Mineral-salt-medium (MSM) was prepared by dissolving 0.27 g of KH2PO4, 1.4 g of Na2HPO4, 0.8 g of NaCl, and 0.2 g of KCl in 1 L of
deionized water, and then autoclaved at 121 ◦ C for 15 min [19]. The method described by Churchill et al. [20] was adopted for the
isolation of oil-degrading microorganisms using mineral salts medium (MSM). About 10 g of each sieved soil sample was added to 100
ml of the MSM and incubated in a shaker at 30 ◦ C and 140 revolutions per minute (rpm) for 48 h. Afterwards, 1 mL of the broth culture
was taken and transferred into 50 mL of freshly prepared MSM containing 2% crude oil, and was incubated under the same condition.
The isolation was on MSM containing 2% crude oil (PHC) as source of carbon and energy using spread plate method. The plates were
incubated at 30 ◦ C for 72 h. Morphologically distinct colonies were isolated and sub-cultured on nutrient agar and repeated until a pure
culture was obtained. The pure culture was stored in nutrient agar slant for further studies.

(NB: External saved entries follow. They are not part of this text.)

PR #365, opened 2015-03-28
Describe how to configure a remote host to relay via MIAB

dhpiggott:
Since the conclusion was that #212 was the wrong approach for relaying, I've
recently dropped that patch from my deployment in order to keep as close to
vanilla upstream as possible.

So I'm now doing SASL based relaying, and thought it would be nice to document
how to do so somewhere.

### DIFF
--- a/management/templates/mail-guide.html
+++ b/management/templates/mail-guide.html
@@ -4,7 +4,7 @@
 	<h2 style="margin-bottom: 0">Checking and Sending Mail</h2>
 
 	<div class="row">
-		<div class="col-sm-7">
+		<div class="col-sm-6">
 			<h3>Webmail</h3>
 
 			<p>Webmail lets you check your email from any web browser. Your webmail site is:</p>
@@ -50,7 +50,7 @@
 					<p>Your device should also provide a contacts list and calendar that syncs to this box when you use this method.</p>
 		</div>
 
-		<div class="col-sm-5">
+		<div class="col-sm-6">
 		<div class="panel panel-default">
 		<div class="panel-heading">
 			<h3>Other information about mail on your box</h3>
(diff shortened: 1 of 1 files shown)


JoshData:
Hey I think this might be better placed in a FAQ, e.g. [here](https://github.com/mail-in-a-box/mailinabox/wiki/FAQ).

dhpiggott:
Perhaps, but I can think of a couple of reasons to prefer built-in documentation to FAQs:
1. Build in documentation is versioned with the code, so is implicitly specific to the deployed version; if the answer to a question ever varies depending on the code version and an FAQ was used, that FAQ would require manually updating with different answers for different code versions. And I can imagine it being easier to forget to update external documentation.
2. (This is really a matter of opinion, I know): I would think that the first place users might look for relaying configuration would be in the web UI.

I can see one reason to prefer external documentation, which is that if someone is evaluating whether Mail-in-a-Box can meet their requirements and their requirements include relaying, it would be helpful to them if we confirm this without them having to install and search the UI.

Would you consider merging this addition of internal documentation if we also add a shorter acknowledgement in external documentation that relaying is supported?

JoshData:
The two things I had in mind are: a) This is very advanced stuff, so most users aren't going to need this information, and b) The configuration details apply to the _other_ server and the instructions are mostly not specific to Mail-in-a-Box.

It could go in a new FAQ in the [repo for the website](https://github.com/mail-in-a-box/mailinabox.email), which is at least versioned.

dhpiggott:
Fair points. I do prefer the idea of putting it in the repo for the website (as opposed to the GitHub wiki) so I'll see if I can put together a PR for that at some point in the next few days.

Issue #247, opened 2014-10-20
If the initial user creation fails, try again


JoshData:
per http://scottpinkelman.com/blog/up-and-running-mail-in-a-box/

hnk:
Firing up a test instance now.

PR #366, opened 2015-03-29
Change read_password() logic to catch short passwords

hnk:
Currently read_password does not verify password length. But further down the chain, passwords are checked to make sure they are longer than four characters.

The microbial-growth was monitored
through optical-density and the absorption was measured using a spectrophotometer at a wavelength of 620 nm [21]. The strains
which exhibited the heaviest growth density on MSM were subjected to characterizations following the procedure on the Bergey’s
manual for Systematic-Bacteriology [22,23].

2.5. Quantitative evaluation of petroleum hydrocarbon (PHC) biodegradation

About 2.0 ml each from the four PHC-degrading isolates were poured into a 500 mL round bottom flask containing 100 mL of sterile
defined MSM with 2% crude oil and then supplemented with 3% rhamnolipid and/or 3% kenaf core as shown in the design above. The
treatments with isolates were known as bio-augmentation and those without isolates were known as bio-stimulation (Table 2). All the
treatments were incubated for 90 days at 30 ◦ C and 200 rpm. The concentration of residual petroleum hydrocarbon and pH as well as
microbial count was monitored. The total petroleum hydrocarbon was determined in all treatments at the interval of 15, 30, 45, 60, 75,
and 90 days of incubation using modified spectrophotometric method [24]. About 5 mL of each sample was taken from all the
treatments and were mixed properly with an equivalent quantity of dichloromethane (Cl2CH2) at ratio 1:1 to extract hydrocarbons
from each treated sample. The extracted hydrocarbon from the samples were then determined using a Cecil Spectrophotometer (Model
CE1010, UK) at a wavelength of 600 nm. To determine the residual amounts of hydrocarbons in all the treatments, a standard curve
was also prepared using known amount of crude-oil [24]. The percentage of hydrocarbon degradation was determined by calculating
the difference between the initial and final concentration of crude-oil in each treatment using the formula (equation (1)) below:
Initial conc − Final conc
% PHC degradation = × 100 (1)
Initial conc

2.6. Tolerance studies

The crude-oil used in this study was obtained from the Depot of the Nigerian National Petroleum Co-operation (NNPC), Benin. To
study the tolerance range of the microbial isolates, different volumes of crude-oil (0, 2, 4, and 6%) were added to the mineral-salt-
medium (MSM) containing each isolate. The reaction mixture was kept in the incubator at 37 ◦ C for 96 h (i.e., 4 days). After the
incubation period, the tolerance range of the isolates in crude-oil concentrations were obtained based on their growth density
(turbidity). The microbial-growth rate was determined by their optical-density and the spectrophotometric-absorption at 620 nm using
Cecil Spectrophotometer (Model Cecil CE7500,7000 series) [21]. The strains/isolates with the heaviest growth density on MSM were
stored at 4 ◦ C for the in-vitro biodegradation study.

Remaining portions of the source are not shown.